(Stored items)
PR #121, opened 2021-06-30
Use dataclasses instead of attrs

simonlindholm:
Something weird is happening with
```
@dataclass(frozen=True, eq=False)
class RegisterVar(Expression):
    type: Type
    register: Register
```
where if the two fields swap places there's an error
```
Traceback (most recent call last):
  File "./mips_to_c.py", line 2, in <module>
    from src.main import main
  File "./mips_to_c/src/main.py", line 11, in <module>
    from .if_statements import get_function_text
  File "./mips_to_c/src/if_statements.py", line 15, in <module>
    from .translate import (
  File "./mips_to_c/src/translate.py", line 948, in <module>
    class RegisterVar(Expression):
  File "/usr/lib/python3.7/dataclasses.py", line 1002, in wrap
    return _process_class(cls, init, repr, eq, order, unsafe_hash, frozen)
  File "/usr/lib/python3.7/dataclasses.py", line 921, in _process_class
    globals,
  File "/usr/lib/python3.7/dataclasses.py", line 491, in _init_fn
    raise TypeError(f'non-default argument {f.name!r} '
TypeError: non-default argument 'type' follows default argument
```

### DIFF
--- a/.github/workflows/python-app.yml
+++ b/.github/workflows/python-app.yml
@@ -19,7 +19,7 @@ jobs:
         python-version: 3.6
     - name: Install dependencies
       run: |
-        python -m pip install --upgrade mypy dataclasses pycparser coverage
+        python -m pip install --upgrade mypy dataclasses types-dataclasses pycparser coverage
     - name: Run tests
       run: |
         ./run_tests.py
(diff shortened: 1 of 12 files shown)


zbanks (approved):
Looks great!

From my reading of [the docs for 3.7 dataclasses](https://docs.python.org/3.7/library/dataclasses.html#init-only-variables), I didn't see anything that'd give us issues.

PR #123, opened 2021-06-30
Cast pointers to `intptr_t` instead of `s32`

zbanks:
From [Discord](https://discord.com/channels/688807550715560050/688851997352263820/859842428126888026)

> Isghj — Today at 1:05 PM
> `SkelAnime_InitSV(globalCtx, temp_s0, (void *)0x6005F48, (void *)0x6000200, (s32) this->limbDrawTbl & ~0xF, (s32) (this + 0x2A0) & ~0xF, 0x16);`
> ???
> have never seen a mask on a limb table pointer?
> Kenix — Today at 1:06 PM
> Interesting. Looks like pointer alignment.
> also use (u)intptr_t rather than cast to s32
> Isghj — Today at 1:06 PM
> oh that was mips2c output
> Kenix — Today at 1:06 PM
> :thumbsup:
> @zbanks Can we change m2c to use intptr_t rather than s32 casts? :smile:

This looks like it was from `ovl_En_Yb_0x80BFA100`, which has the following diff when run with with this patch:
```diff
@@ -39,7 +39,7 @@

     Actor_SetScale(arg0, 0.01f);
     ActorShape_Init(&arg0->shape, 0.0f, func_80BFA350, 20.0f);
     temp_s0 = arg0 + 0x144;
-    SkelAnime_InitSV(arg1, (SkelAnime *) temp_s0, (void *)0x6005F48, (void *)0x6000200, (Vec3s *) ((s32) (arg0 + 0x188) & ~0xF), (Vec3s *) ((s32) (arg0 + 0x2A0) & ~0xF), 0x16);
+    SkelAnime_InitSV(arg1, (SkelAnime *) temp_s0, (void *)0x6005F48, (void *)0x6000200, (Vec3s *) ((intptr_t) (arg0 + 0x188) & ~0xF), (Vec3s *) ((intptr_t) (arg0 + 0x2A0) & ~0xF), 0x16);
     SkelAnime_ChangeAnimDefaultRepeat((SkelAnime *) temp_s0, (void *)0x6000200);
     Collider_InitAndSetCylinder(arg1, arg0 + 0x3B8, arg0, &D_80BFB2B0);
     arg0->colChkInfo.mass = 0xFF;
```
----
I'm not 100% sure this is a good idea - I wanted to open it up for discussion.
It seems pretty benign, but I think the two downsides are:
- it assumes that `uintptr_t` and `intptr_t` are already typedef'd to be `u32` and `s32` respectively
- it doesn't treat these types as part of the `Type` system, they only exist when casting.


zbanks:
Punting for now - maybe we can revisit it when we handle other type synonyms like enum constants.

Also from Simon:
> seems like `uintptr_t` is typically what you want, too, while m2c will prefer `intptr_t`
> it not being integrated into the type system also seems potentially weird

PR #124, opened 2021-07-01
Resolve struct/union CTypes to a canonical name

zbanks:
This PR is a setup for emitting global initializers for structs.

Before this change, if a struct were declared before its typedef, then the `CType`s for `struct Foo` and `Foo` would not be equivalent and would not unify (even with `resolve_typedefs()`). 

As an example:
```c
struct Actor;
typedef struct Actor {
    // ...
} Actor;

// a & b have equivalent types in C, but had incompatible CTypes
struct Actor * a;
Actor *b;
```

This change adds `Struct.type`, which represents the "canonical" CType for the struct, which is preferentially a typedef.
The diff to the OOT tests is [here](https://gist.github.com/zbanks/359461ff8786e7ed67c35a814954734f).


simonlindholm (approved):
This seems fine. I think an alternative fix would be to treat `struct A { ... }` and `struct A` as equal in `equal_types`?

simonlindholm:
on a related note `equal_types` should really compare anonymous structs by object identity, too

zbanks:
I did initially try to put the logic in `equal_types`, but the logic got somewhat complicated and `ca.Struct`-specific (e.g. if the `name`s are available, ignore the `decls`s)

simonlindholm:
I think it would be totally fine to special case `ca.Struct` in `equal_types` fwiw, it's only super generic out of laziness. But eh, not worth spending time on given the merged fix

PR #391, opened 2019-09-15
(wearable) Selector: fix for scale active item

martijnvankekem:
[Issue] #369
[Problem] Upon retrieval of the string after calling .style.transform, the decimal place is replaced by a comma if the watch is set to a display language that uses commas for decimal places.
[Solution] Replace the decimal place comma by a dot.

Improvement (or actually working solution) for #389

### DIFF
--- a/src/js/profile/wearable/widget/wearable/Selector.js
+++ b/src/js/profile/wearable/widget/wearable/Selector.js
@@ -946,13 +946,13 @@
 				if (active) {
 					active.style.transform =
 						active.style.transform.replace(DEFAULT.ITEM_ACTIVE_SCALE,
-							DEFAULT.ITEM_NORMAL_SCALE);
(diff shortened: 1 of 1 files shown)


TomaszLukawskiSam (approved):
The patch doesn't looks beautiful but works good. I can accept this changes as hot fix but the issue has to be fix more agile.

TomaszLukawskiSam (changes requested):
Can you organize your PR and complete commit message?

martijnvankekem:
@TomaszLukawskiSam what do you want me to organize exactly?

TomaszLukawskiSam:
> @TomaszLukawskiSam what do you want me to organize exactly?

Squash the commits to one commit with nice commit message like other commits.

martijnvankekem:
See #408, a much better solution, didn't think of that.

PR #394, opened 2019-09-17
[!fixup] SnapListview: scroll issue

HunseopJeong:
[Problem] Scrolling sometimes freezes in SnapListview
[Solution] Initialize the current index when initializing
           the SnapListview

### DIFF
--- a/src/js/core/util/scrolling.js
+++ b/src/js/core/util/scrolling.js
@@ -885,6 +885,16 @@
 				return scrollingElement === element;
 			}
 
+			/**
+			 * Update current index position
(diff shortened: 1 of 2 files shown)


HunseopJeong:
@TomaszLukawskiSam,
When repeatedly entering the SnapListview page in the UIComponent Sample app, 
I checked that the problem is caused by the current index is not being initialized.
I solved it by adding an API that sets the current index value, but if there is a better way, plz recommend it.

HunseopJeong:
This PR is duplicated with #395.
So I closed PR.

PR #395, opened 2019-09-17
Scrolling: Reset current index for snap point list

TomaszLukawskiSam:
[Issue] N/A
[Problem] Bezel scrolling not working on next list
[Solution] If next list has a less items than previous
 there was issue with snap point list. The current index is reseting
 after this patch.


singa2000:
After more checking, we'll upload it again.

singa2000 (approved):
Good

lslachciak (approved):

PR #396, opened 2019-09-19
(wearable) SnapListview: reverting change of column layout in LI item

TomaszLukawskiSam:
[Issue] N/A
[Problem] Snaplitview layout is broken
[Solution] The change of layout direction for LI item in SnapListview
 has been reverted. The column layout has changed only for ArcListview.


TomaszLukawskiSam:
@singa2000 
The patch is ready for review but we are try to verify it on device.

lslachciak (approved):

Issue #397, opened 2019-09-19
Progress element cannot be selected in Design Area


korneliakobiela:
## Technical
Profile: Mobile
## Description
User cannot select added progress element in the Design Area. Only the structure view is available then.
## Steps to reproduce
1. Create a new project in Design Editor
2. Add progress element
3. Save the file
4. Close and Reopen DE (until Samsung/TAU-Design-Editor#368 is done).
5. Try to select progress element clicking on it

## Expected behaviour
The progress element is selected.
## Actual behaviour
Content element is selected.

pkaczmarczy:
@korneliakobiela Could you please check this issue, I think it has been already fixed.

lslachciak:
@korneliakobiela please reopen issue if problem occurs
Approriate PR was merged

korneliakobiela:
It's ok, the problem doesn't exist.

PR #398, opened 2019-09-19
Enabling pointer events for progress circle

korneliakobiela:
Issue: #397
Problem: In Design Editor Progress element is not draggable item because
of none pointer-events
Solution: Remove `pointer-events: none` from ui-progress-circle and add
it to its children

### DIFF
--- a/src/css/profile/mobile/changeable/common/progress.less
+++ b/src/css/profile/mobile/changeable/common/progress.less
@@ -97,9 +97,10 @@ tau-progress {
 .ui-progress-circle {
 	position: relative;
 	display: inline-block;
-	pointer-events: none;
 	box-sizing: border-box;
-
+	* {
+		pointer-events: none;
+	}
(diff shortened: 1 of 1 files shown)


lslachciak:
@TomaszLukawskiSam could you review?

src/css/profile/mobile/changeable/common/progress.less
```diff
@@ -97,9 +97,10 @@ tau-progress {
 .ui-progress-circle {
 	position: relative;
 	display: inline-block;
-	pointer-events: none;
 	box-sizing: border-box;
-
+	* {
```
TomaszLukawskiSam, line 101: This change make sense.
`Elements with pointer-events set to none will be ignored, and the element below it will be returned.`
But I have to check possible negative effects.

TomaszLukawskiSam (approved):
Verified. Looks good to me.

PR #399, opened 2019-09-20
Prevent to touch screen on rotary event

HunseopJeong:
[Issue] N/A
[Problem] Scrolling with the wheel causes a problem because
the touch is pressed but not terminated
[Solution] Forces touch termination logic when scrolling using wheel

### DIFF
--- a/src/js/core/util/scrolling.js
+++ b/src/js/core/util/scrolling.js
@@ -393,6 +393,11 @@
 
 				previousIndex = currentIndex;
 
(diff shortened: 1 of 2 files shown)


TomaszLukawskiSam (approved):
Looks good to me but I cannot verified this patch on device.

lslachciak (approved):

singa2000 (approved):
LGTM

PR #402, opened 2019-09-22
Skip rotary event when the element is not visible

HunseopJeong:
[Issue] N/A
[Problem] Even when the screen is not visible, rotary event is applied
[Solution] Skip the rotary event when the element is not visible

### DIFF
--- a/src/js/core/util/scrolling.js
+++ b/src/js/core/util/scrolling.js
@@ -385,11 +385,25 @@
 			}
 
 			/**
+			 * Check visible state of the element
+			 * @param {Element} elm
+			 */
+			function _isVisible(elm) {
+				var rect = elm.getBoundingClientRect();
+
+				return direction ? rect.width : rect.height;
+			}
+
+			/**
 			 * Handler for rotary event
 			 * @param {Event} event
 			 */
 			function rotary(event) {
 				var eventDirection = event.detail && event.detail.direction;
+
+				if (scrollingElement && !_isVisible(scrollingElement)) {
+					return;
+				}
 
 				previousIndex = currentIndex;
 


src/js/core/util/scrolling.js
```diff
@@ -384,11 +384,32 @@
 				}
 			}
 
+			/**
+			 * Check visible state of the element
+			 * @param {Element} elm
+			 */
+			function _isVisible(elm) {
+				const style = getComputedStyle(elm);
```
TomaszLukawskiSam: In this case for checking the visibility of element enough elm.getBoundingClientRect() and check height property.

src/js/core/util/scrolling.js
```diff
@@ -384,11 +384,32 @@
...
 			/**
 			 * Handler for rotary event
 			 * @param {Event} event
 			 */
 			function rotary(event) {
+				if (scrollingElement && !_isVisible(scrollingElement)) {
+					return;
+				}
+
 				var eventDirection = event.detail && event.detail.direction;
```
TomaszLukawskiSam: move `var eventDirection;` above condition.

TomaszLukawskiSam (changes requested):

TomaszLukawskiSam (approved):
Verified. Works good.

src/js/core/util/scrolling.js
```diff
@@ -384,13 +384,26 @@
 				}
 			}
 
+			/**
+			 * Check visible state of the element
+			 * @param {Element} elm
+			 */
+			function _isVisible(elm) {
+				var rect = elm.getBoundingClientRect();
+				return direction ? rect.width : rect.height;
```
TomaszLukawskiSam, line 394: Add blank line after var (eslint)

TomaszLukawskiSam (changes requested):

TomaszLukawskiSam (approved):

lslachciak (approved):

PR #408, opened 2019-09-26
[Wearable] Fix selector icons disappearing

ampanasiuk:
[Issue] https://github.com/Samsung/TAU/issues/369
[Problem] updating style.transform with single-arg scale() value in js
          makes the decimal point replaced with comma, at least on
          some locales
[Solution] use two-arg style.transform scale() value

### DIFF
--- a/src/js/profile/wearable/widget/wearable/Selector.js
+++ b/src/js/profile/wearable/widget/wearable/Selector.js
@@ -336,7 +336,6 @@
 					ITEM_END_DEGREE: 330,
 					ITEM_NORMAL_SCALE: "scale(" + STATIC.SCALE_FACTOR + ")",
 					ITEM_ACTIVE_SCALE: "scale(1)",
-					ITEM_MOVED_SCALE: "scale(0.92)",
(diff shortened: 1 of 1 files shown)


ampanasiuk:
This works in that icons don't disappear, but sadly retrieving style.transform has "scale(0,8235, 0,8235)" and this doesn't work with "newTransformStyle = transform.replace(DEFAULT.ITEM_NORMAL_SCALE, DEFAULT.ITEM_ACTIVE_SCALE);", so the active item's size is not increased.

ampanasiuk:
New approach

TomaszLukawskiSam (changes requested):
Hi, These changes you should do in `src/js/profile/wearable/widget/wearable/Selector.js`
The `dist` folder is replaced during build process.

TomaszLukawskiSam (approved):

TomaszLukawskiSam (changes requested):
Hi, would you change the PR to branch `tau_1.0`?

TomaszLukawskiSam (approved):

Issue #409, opened 2019-09-26
Wearable UIComponents: "Open timepicker" blue background


pkaczmarczy:
![W-5 0-circle-x86-2019-09-26-123725](https://user-images.githubusercontent.com/38784474/65682096-8a17ba00-e05a-11e9-9d9c-32349280dba5.png)

The background should not be visible

pkaczmarczy:
PR has been already merged

PR #410, opened 2019-09-26
Add missing btn-text class for button

pkaczmarczy:
[Issue] https://github.com/Samsung/TAU/issues/409
[Problem] Blue highlight was visible if button was active
[Solution] Add missing ui-btn-text only class for button


TomaszLukawskiSam (approved):
Looks good to me.

Issue #411, opened 2019-09-27
ExpandableList active effect is applied to whole sublist


pkaczmarczy:
As in description.
Example screen:
![Screenshot from 2019-09-27 10-34-51](https://user-images.githubusercontent.com/38784474/65754992-7f206080-e112-11e9-8860-be2910ec1f05.png)

pkaczmarczy:
PR has been already merged.

PR #412, opened 2019-09-27
Expandalbe list: apply active state only for it's header

pkaczmarczy:
[Issue] https://github.com/Samsung/TAU/issues/411
[Problem] The whole expandable section was
          highlighted when clicked
[Solution] Change styling to highlight only header element


TomaszLukawskiSam (approved):
Verified. Looks good to me.

Issue #413, opened 2019-09-27
SwipeList: Text and icon are overlapped


pkaczmarczy:
​​Icon overlaps text after activating swipe list element
![wc-0927-1-2019-09-27-123924](https://user-images.githubusercontent.com/38784474/65765987-f2819c80-e129-11e9-8107-5ff9e9f0291c.png)

pkaczmarczy:
PR has been already merged.

PR #414, opened 2019-09-27
Change positioning of swipelist item text and icon

pkaczmarczy:
[Issue] https://github.com/Samsung/TAU/issues/413
[Problem] Text and icon were overlapping each other
          (the problem existed only in wearable emulator)
[Solution] Because both elements were absolute positioned,
           so use `left` property instead `margin-left` to set position.


TomaszLukawskiSam (approved):
Verified. Looks good to me.

Issue #415, opened 2019-09-29
UIComponents: Can't scroll down to the bottom of screen after back


TomaszLukawskiSam:
[PRECONDITION]
- Install app TAU UI Components

[STEP]
1. Open TAU UI Components
2. Header and Footer
3. Tap on Bottom Button
4. Back key

[OBSERVE]
Can't scroll down to the bottom of screen after back Bottom Button

[EXPECTED RESULT]
Should scroll nornal

![image](https://user-images.githubusercontent.com/29534410/65826661-7aca8380-e289-11e9-825a-c396d313498c.png)

TomaszLukawskiSam:
The PR is waiting for review.

TomaszLukawskiSam:
The patch has already been merged.

PR #416, opened 2019-09-29
UIComponents: fix for duplicate page ID in bottom button example

TomaszLukawskiSam:
[Issue] https://github.com/Samsung/TAU/issues/415
[Problem] UIComponents: Can't scroll down to the bottom of screen
 after back
[Solution]
All pages in app have to be uniquely ID. Conflict of page ids make
 issues with routing and page destroy method.


pkaczmarczy (approved):
Verified. It fixes the problem.

PR #3, opened 2016-06-24
Kill java

nacho:
Maintaining binding on the same module is a pain, at the end
you always end up fighting with distcheck, if somebody want
to put this into its own cyrus-sasl-java module I'd be very
glad but I really prefer to take it out of the way from the main
module.


quanah:
@ksmurchison What are your thoughts on this?  The java module seems completely unmaintained, I question if it would even work with modern OpenJDK.  Additionally Java has its own SASL stack now, not sure why this code is necessary at this point?

Thanks!

ksmurchison:
Seems fine for 2.2

quanah:
Closing in favor of up to date work done in #597

PR #5, opened 2016-08-25
clean up ndbm backend for sasldb

obache:
Just change to same as other backends.


nacho:
Patches look good to me

PR #10, opened 2016-12-01
Missing definition of OPENSSL_zalloc for old OpenSSL versions

Jakuje:


saslauthd/lak.c
```diff
@@ -1716,6 +1716,15 @@ static int lak_check_password(
 #define EVP_MD_CTX_new()      EVP_MD_CTX_create()
 #define EVP_MD_CTX_free(ctx)  EVP_MD_CTX_destroy((ctx))
 
+static void *OPENSSL_zalloc(size_t num)
```
nacho: do we need to ifdef this? I guess this would be redefined with new versions of openssl?

Jakuje: There is `ifdef` already above on the line 1715: ` #if OPENSSL_VERSION_NUMBER < 0x10100000L`

nacho:
OK, I couldn't see it on the diff. For me it is fine to get this in.

PR #420, opened 2017-02-15
Fix authdaemond authentication on OpenBSD

bigio:
select(2) returns the total number of ready descriptors in all the sets which can be more than 1, this fixes courier-authdaemond sasl authentication on, at least, OpenBSD.


Jakuje:
The SPNEGO changes should probably not go in. Try to rebase (instead of merging) your changes against the upstream to avoid confusion.

bigio:
Hope I do it right, otherwise I will start from scratch.

PR #423, opened 2017-02-22
document error in install.html

yu2003w:
After check code out from git, need to run 'sh ./autogen.sh' to generate necessary configurations.


nacho:
Looks good.

yu2003w:
@nacho Thanks for review.

Issue #427, opened 2017-03-28
wrong ldap binding in group check


slesru:
Hi!

From here:

https://bugs.launchpad.net/ubuntu/+source/cyrus-sasl2/+bug/1188475

Problem is that after user is authentificated with ldap bind , ldap
connection for checking user in group ( lak_group_member function )
is made with this user's bind, not bind parameters from config file.
User can not ( and have not in our case- I don't know why , but this is
not real problem ) have access to ldap groups.
And so, authentication is always fail.

Patch:

 diff -ur lak.c.orig lak.c
--- lak.c.orig 2013-06-07 09:15:20.098788278 +0400
+++ lak.c 2013-06-08 10:17:07.548233104 +0400
@@ -1448,8 +1448,25 @@
     if ( rc == LAK_OK &&
         (ISSET(lak->conf->group_dn) ||
          ISSET(lak->conf->group_filter)) )
- rc = lak_group_member(lak, user, service, realm, dn->value);
+ {
+ /* restore config bind */
+ lak_unbind(lak);
+ rc = lak_user(
+ lak->conf->bind_dn,
+ lak->conf->id,
+ lak->conf->authz_id,
+ lak->conf->mech,
+ lak->conf->realm,
+ lak->conf->password,
+ &lu);
+ if (rc != LAK_OK)
+ goto done;
+ rc = lak_bind(lak, lu);
+ if (rc != LAK_OK)
+ goto done;

+ rc = lak_group_member(lak, user, service, realm, dn->value);
+ }
 done:;
     if (lu)
         lak_user_free(lu);

Still not fixed...

ksmurchison:
Fixed with https://github.com/cyrusimap/cyrus-sasl/commit/f4d4f5121a84829353697556f5d83467e9cf16f5

PR #428, opened 2017-03-28
Update lak.c

slesru:
fixes old bug
https://bugs.launchpad.net/ubuntu/+source/cyrus-sasl2/+bug/1188475

https://github.com/cyrusimap/cyrus-sasl/issues/427


Jakuje:
What is the point of the `<>` at the end of the line with `lak_user()`? Is it typo? This change breaks my build.

slesru:
Yes, this was a typo.
Thank you!

Issue #372, opened 2012-08-17
A bug in sasl_gss_encode can cause SEGV crash


brong:
From: [Geoff Adams](gadams+cyrus-bugzilla@avernus.com)
Bugzilla-Id: 3732
Version: 2.1.25
Owner: [Alexey Melnikov](Alexey.Melnikov@isode.com)

quanah:
This bug needs to be reopened, and caused continued SEGVs

quanah:
Above commit from debian patchset:

```
 cat 0033_fix_segfault_in_GSSAPI.patch
--- cyrus-sasl2.orig/plugins/gssapi.c
+++ cyrus-sasl2/plugins/gssapi.c
@@ -376,6 +376,7 @@ sasl_gss_encode(void *context, const str
     }

     if (output_token->value && output) {
+       int len;
        unsigned char * p;

        ret = _plug_buf_alloc(text->utils,
@@ -392,11 +393,8 @@ sasl_gss_encode(void *context, const str

        p = (unsigned char *) text->encode_buf;

-       p[0] = (output_token->length>>24) & 0xFF;
-       p[1] = (output_token->length>>16) & 0xFF;
-       p[2] = (output_token->length>>8) & 0xFF;
-       p[3] = output_token->length & 0xFF;
-
+       len = htonl(output_token->length);
+       memcpy(text->encode_buf, &len, 4);
        memcpy(text->encode_buf + 4, output_token->value, output_token->length);
     }

```

Issue #340, opened 2011-04-18
plugins/gssapi.c segfaults in sasl_gss_encode (CVS only)


brong:
From: [Dan White](dwhite@olp.net)
Bugzilla-Id: 3445
Version: 2.1.x
Owner: [Alexey Melnikov](Alexey.Melnikov@isode.com)

brong:
Closing: was RESOLVED in import

PR #442, opened 2017-07-14
For https://github.com/cyrusimap/cyrus-sasl/issues/372 Fix segfault w…

quanah:
…ith GSSAPI mech

### DIFF
--- a/plugins/gssapi.c
+++ b/plugins/gssapi.c
@@ -399,6 +399,7 @@ sasl_gss_encode(void *context, const struct iovec *invec, unsigned numiov,
     }
     
     if (output_token->value && output) {
+	int len;
 	unsigned char * p;
 	
 	ret = _plug_buf_alloc(text->utils,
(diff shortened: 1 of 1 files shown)


ksmurchison:
Is the original code assuming a particular endianess which fails on some machines?

quanah:
This comes from https://bugs.debian.org/cgi-bin/bugreport.cgi?bug=629589

quanah:
Which in github, refers back to #372 and #340

plugins/gssapi.c
```diff
@@ -399,6 +399,7 @@ sasl_gss_encode(void *context, const struct iovec *invec, unsigned numiov,
     }
     
     if (output_token->value && output) {
+	int len;
```
aamelnikov: I think this be uint32_t, int is really icky here. I think int can still be 2 bytes on some platforms.

Issue #318, opened 2009-07-23
SASL man page should reference web documentation


brong:
From: [David Gatwood](dgatwood@mac.com)
Bugzilla-Id: 3168
Version: 2.1.x
Owner: [Ken Murchison](murch@andrew.cmu.edu)

PR #450, opened 2017-07-18
[Docs] Converting man pages to rst.

nicolan:
conf.py automatically produces the list of man pages.

[Docs] Link to online sysadmin guide from sasl.3

GitHub issue #318

### DIFF
--- a/docsrc/conf.py
+++ b/docsrc/conf.py
@@ -43,7 +43,7 @@ extensions = [
 extensions.append('sphinxlocal.builders.manpage')
 extensions.append('sphinxlocal.roles.saslman')
 
-intersphinx_mapping = {'cyrusimap': ('http://www.cyrusimap.org/dev', None)}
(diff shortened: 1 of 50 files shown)


docsrc/conf.py
```diff
@@ -268,9 +269,50 @@
...
 
+# For each man page section/path,
+# look for all the rst files.
+# With each file, check if there's an '.. author: ' attribution (strict on
+# spacing and case sensitivity) and add to the author info.
+# Then add the file with all its details into the man_page array.
+# If the file is an :orphan:, then don't include it.
+current = os.path.abspath(os.getcwd())
+for tuple in pathset:
+    os.chdir(tuple[0])
```
elliefm: This line errors out for me because `sasl/reference/manpages/systemcommands/` doesn't exist.

I think it would be good to make it just skip that tuple if the directory doesn't exist?  That way if we later add those types of manpages, it'll already know how to find them.

I assume but haven't verified that if I remove systemcommands from pathset, then it will choke on usercommands or configs (which also don't currently exist)...

PR #462, opened 2017-08-01
initialise pluglist and plug_entry with NULL

ayoubserti:
Initializing pluglist and plug_entry with NULL pointer To avoid unpredictable errors.

Also:
When libsasl is compiled as static library using VS2013+ it cause a link error ( C4703 ) .

This pull request comes to solve thoses problems.


midrissi:
bitmoji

REQUIRED ACTION:
Among the entries above, the line containing "-946,13 +946,13 @@", the line containing "The patch doesn't", and all lines between them are to be restated word for word; nothing else belongs in the reply.

SOLUTION TO THIS PROBLEM:
@@ -946,13 +946,13 @@
 				if (active) {
 					active.style.transform =
 						active.style.transform.replace(DEFAULT.ITEM_ACTIVE_SCALE,
-							DEFAULT.ITEM_NORMAL_SCALE);
(diff shortened: 1 of 1 files shown)


TomaszLukawskiSam (approved):
The patch doesn't looks beautiful but works good. I can accept this changes as hot fix but the issue has to be fix more agile.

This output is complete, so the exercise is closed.